Records shown

PR #279, opened 2022-09-23
General use full stack test harness, migrate health bot to Go client

asutula:


cmd/api/main.go
```diff
@@ -115,15 +116,35 @@ func main() {
...
 	)
+	if err != nil {
+		log.Fatal().Err(err).Msg("creating system store")
+	}
+	systemService, err = systemimpl.NewInstrumentedSystemSQLStoreService(systemService)
+	if err != nil {
+		log.Fatal().Err(err).Msg("instrumenting system sql store")
+	}
+
+	router := router.ConfiguredRouter(mesaService, systemService, config.HTTP.MaxRequestPerInterval, rateLimInterval)
```
asutula, line 147: We now need to build these dependencies at a higher level to pass into `router.ConfiguredRouter` because of the API change there.

cmd/healthbot/config.go
```diff
@@ -22,17 +22,18 @@ type config struct {
...
+	Signer struct {
+		PrivateKey string `default:""`
+	}
 	Probe struct {
 		CheckInterval  string `default:"15s"`
 		ReceiptTimeout string `default:"20s"`
-		SIWE           string `default:""`
 		Tablename      string `default:""`
 	}
 }
```
asutula, line 39: I'm making some assumptions here about the possible structure of the json file that is read for the healthbot config. `docker/local/api/config.json` includes a `Signer.PrivateKey` property that I'm leveraging. I see that `docker/deployed/testnet/healthbot/config.json` doesn't have that property, but I'm hoping it would be ok to add it. There is no need for `Probe.SIWE` because the Go client creates the SIWE string internally by using the provided private key. Let's talk about this.

cmd/healthbot/counterprobe/counterprobe.go
```diff
@@ -4,17 +4,14 @@ import (
...
 	"errors"
 	"fmt"
-	"net/url"
 	"sync"
 	"time"
 
 	"github.com/rs/zerolog"
 	logger "github.com/rs/zerolog/log"
-	"github.com/textileio/go-tableland/internal/router/rpcservice"
+	"github.com/textileio/go-tableland/pkg/client"
```
asutula, line 12: All the changes is this file are to move healthbot from using raw json rpc calls to using the Go client.

cmd/healthbot/counterprobe/counterprobe.go
```diff
@@ -43,8 +40,7 @@ type CounterProbe struct {
 // New returns a *CounterProbe.
 func New(
 	chainName string,
-	endpoint string,
-	siwe string,
+	client *client.Client,
```
asutula, line 43: Passing in a fill `*client.Client` here, makes it nicer for tests and also just been a fan of dependency injection as much as possible (vs passing in configuration for dependencies to-be-created).

cmd/healthbot/counterprobe/counterprobe.go
```diff
@@ -144,57 +132,39 @@ func (cp *CounterProbe) healthCheck(ctx context.Context) (int64, error) {
...
+	if err := cp.client.Read(
+		ctx,
+		fmt.Sprintf("select counter from %s", cp.tableName),
+		&counter,
+		client.ReadExtract(),
+		client.ReadUnwrap(),
+	); err != nil {
+		return 0, fmt.Errorf("calling client read: %s", err)
+	}
+	return counter, nil
```
asutula, line 169: Much cleaner using the client and just unmarshaling directly into our `counter` value.

cmd/healthbot/counterprobe/counterprobe_test.go
```diff
@@ -2,19 +2,80 @@ package counterprobe
...
+	stack := testutils.CreateFullStack(t, testutils.Deps{Tableland: tbl})
+
+	cp, err := New("optimism", stack.Client, "Runbook_24", time.Second, time.Second*10)
+	require.NoError(t, err)
+
+	value, err := cp.healthCheck(context.Background())
+	require.NoError(t, err)
+	require.Equal(t, int64(2), value)
+}
+
```
asutula, line 59: This is an almost full stack test of the health check, but I'm mocking the `tableland.Tableland` (mesa service) responses.

cmd/healthbot/main.go
```diff
@@ -35,11 +38,24 @@ func main() {
 		if err != nil {
 			log.Fatal().Err(err).Msgf("receipt timeout has invalid format: %s", chainCfg.Probe.ReceiptTimeout)
 		}
+		wallet, err := wallet.NewWallet(chainCfg.Signer.PrivateKey)
+		if err != nil {
+			log.Fatal().Err(err).Msg("unable to create wallet from private key string")
+		}
+
+		chain, err := getChain(chainCfg.Name)
```
asutula, line 46: Getting the chain information to initialize the Go client with from the chain name provided in the config.

cmd/healthbot/main.go
```diff
@@ -56,3 +72,28 @@ func main() {
...
+	case "arbitrum-goerli":
+		return client.Chains.ArbitrumGoerli, nil
+	case "polygon-mumbai":
+		return client.Chains.PolygonMumbai, nil
+	case "local":
+		return client.Chains.Local, nil
+	default:
+		return client.Chain{}, fmt.Errorf("%s is not a valid chain", chain)
+	}
+}
```
asutula, line 99: If we go this route, the chain names used in the config need to be consistent with the names here. These names are what is used in the JS SDK/CLI as well as the Rigs CLI.

internal/router/router.go
```diff
@@ -7,60 +7,29 @@ import (
...
 func ConfiguredRouter(
-	extURLPrefix string,
-	metadataRendererURI string,
+	tableland tableland.Tableland,
+	systemService system.SystemService,
 	maxRPI uint64,
 	rateLimInterval time.Duration,
-	parser parsing.SQLValidator,
-	userStore *user.UserStore,
-	chainStacks map[tableland.ChainID]chains.ChainStack,
```
asutula, line 31: Main change in this file is to make the `ConfiguredRouter` function accept instances of interfaces instead of configuration data to create those instances internally. This is more consistent with good dependency injection design and makes writing tests that use this function better since you can pass in mocks here.

pkg/client/client.go
```diff
@@ -156,15 +156,18 @@ func NewClient(ctx context.Context, wallet *wallet.Wallet, opts ...NewClientOpti
...
+		tblContract, err = ethereum.NewClient(
+			contractBackend,
+			tableland.ChainID(config.chain.ID),
+			config.chain.ContractAddr,
+			wallet,
+			impl.NewSimpleTracker(wallet, contractBackend),
+		)
+		if err != nil {
+			return nil, fmt.Errorf("creating contract client: %v", err)
+		}
```
asutula, line 170: Integrating the client into the healthbot was a good exercise... It made me realize there are times when you want to use the client without a "provider" (alchemy, infura, etc) to make contract calls. This would be cases, like the healthbot, where you're just making read calls and relayed write calls. So now the client can deal with not having a provider/contract backend supplied.

pkg/client/client.go
```diff
@@ -244,6 +247,11 @@ func WithReceiptTimeout(timeout time.Duration) CreateOption {
 
 // Create creates a new table on the Tableland.
 func (c *Client) Create(ctx context.Context, schema string, opts ...CreateOption) (TableID, string, error) {
+	if c.tblContract == nil {
+		return TableID{}, "", errors.New(
+			"clinet created with no provider, must provide an Infura API key, Alchemy API key, or an ETH backend",
+		)
+	}
```
asutula, line 254: For calls that require a provider, we check and error if necessary. Here and below as well.

pkg/client/client.go
```diff
@@ -362,6 +370,11 @@ func (c *Client) Write(ctx context.Context, query string, opts ...WriteOption) (
 		}
 		return res.Transaction.Hash, nil
 	}
+	if c.tblContract == nil {
+		return "", errors.New(
+			"clinet created with no provider, must provide an Infura API key, Alchemy API key, or an ETH backend",
+		)
+	}
```
asutula, line 377: If you expand the code above, you can see this check only happens in the case where we're NOT relaying the write.

pkg/client/client.go
```diff
@@ -515,5 +528,5 @@ func getContractBackend(ctx context.Context, config config) (bind.ContractBacken
 		}
 		return ethclient.DialContext(ctx, url)
 	}
-	return nil, errors.New("no provider specified, must provide an Infura API key, Alchemy API key, or an ETH backend")
+	return nil, nil
```
asutula, line 531: It is no longer an error to not specify a provider.

pkg/client/client_test.go
```diff
@@ -129,184 +109,87 @@ func TestSetController(t *testing.T) {
...
-	require.NoError(t, err)
-
-	err = ep.Start()
-	require.NoError(t, err)
-	t.Cleanup(func() {
-		ep.Stop()
-		client.Close()
-		server.Close()
-	})
+	stack := testutils.CreateFullStack(t, testutils.Deps{})
```
asutula, line 147: Using the general use full stack test harness. Much nicer here.

pkg/testutils/fullstack.go
```diff
@@ -0,0 +1,213 @@
...
+	Parser        parsing.SQLValidator
+	SystemStore   sqlstore.SystemStore
+	UserStore     sqlstore.UserStore
+	ACL           tableland.ACL
+	Tableland     tableland.Tableland
+	SystemService system.SystemService
+}
+
+// CreateFullStack creates the full stack, returning possibly useful things.
+func CreateFullStack(t *testing.T, deps Deps) FullStack {
```
asutula, line 69: The goal here is to provide a general use full stack test harness that also allows you to provide custom implementations or mocks for any of the important dependencies that are defined as `interface` types. If you don't provide a particular dependency via the `deps Deps` arg, a default is used.

There is a "user beware" situation here that I couldn't find a good way around: If you provide a dependency A that was initialized with another instance B that is also represented by `Deps`, you need to pass that instance B in as part of `deps Deps` to make sure the entire dependency tree is consistent (for example, to avoid a situation where `Tableland` is using a mocked version of `UserStore`, but `SystemService` is using the default `UserStore`).

pkg/testutils/fullstack.go
```diff
@@ -0,0 +1,213 @@
...
+type FullStack struct {
+	Backend           *backends.SimulatedBackend
+	Address           common.Address
+	Contract          *ethereum.Contract
+	TransactOpts      *bind.TransactOpts
+	Sk                *ecdsa.PrivateKey
+	Wallet            *wallet.Wallet
+	TblContractClient *ethereum.Client
+	Client            *client.Client
+}
```
asutula, line 55: I just tried to identify all the potentially important things a test may want access to. Me me know if these should change or names aren't clear.

pkg/testutils/fullstack.go
```diff
@@ -0,0 +1,213 @@
+package testutils
```
asutula, line 1: Wasn't really sure where this file should live. Open to suggestions.

pkg/testutils/fullstack.go
brunocalza: Yeah, we have the problem of instantiating dependencies for testing all over the repo. And each place does on it's one way. I think this is good. I can see and future where we have a library with a flexible nice API used in every test (maybe even in main) to create these subcomponents. This can be the beginning of such a library.

brunocalza:
> One realization/question that came out of this (cc @jsign @brunocalza): We're not running healthbot for mainnet networks (that don't support write relay). Do we want to? Now that we're using the Go client, it should just work as long as the account behind the configured private key has a sufficient balance. We'll also need to add an alchemy or infura api key to the `config.json`. The Go client takes care of recognizing whether or not the current chain supports relayed writes or not, and makes the appropriate calls.

The last time I talked with @jsign about this, the take was that we don't want to be spending real money on that. But maybe there's a strong case for it? Or maybe we want to make it so other validators can run healthbot on mainnets if they want to?

asutula:
Hey, yea I was hesitating a bit to merge this one because it requires some major config file changes for anyone running the validator, which always seemed to be a friction point. I was planning on keeping this branch up to date until a good time when we release other changes requiring config file change, but yes, with the new API work, it's probably just a re-write that is needed. Let me know how I can help out.

asutula:
Go ahead and close this if it makes sense. We can look at the closed PR as a reference for some of the dependency and testing stuff.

What is required
Across the preceding material, how many lines contain the word "things"? State the number alone.

Result of this task
2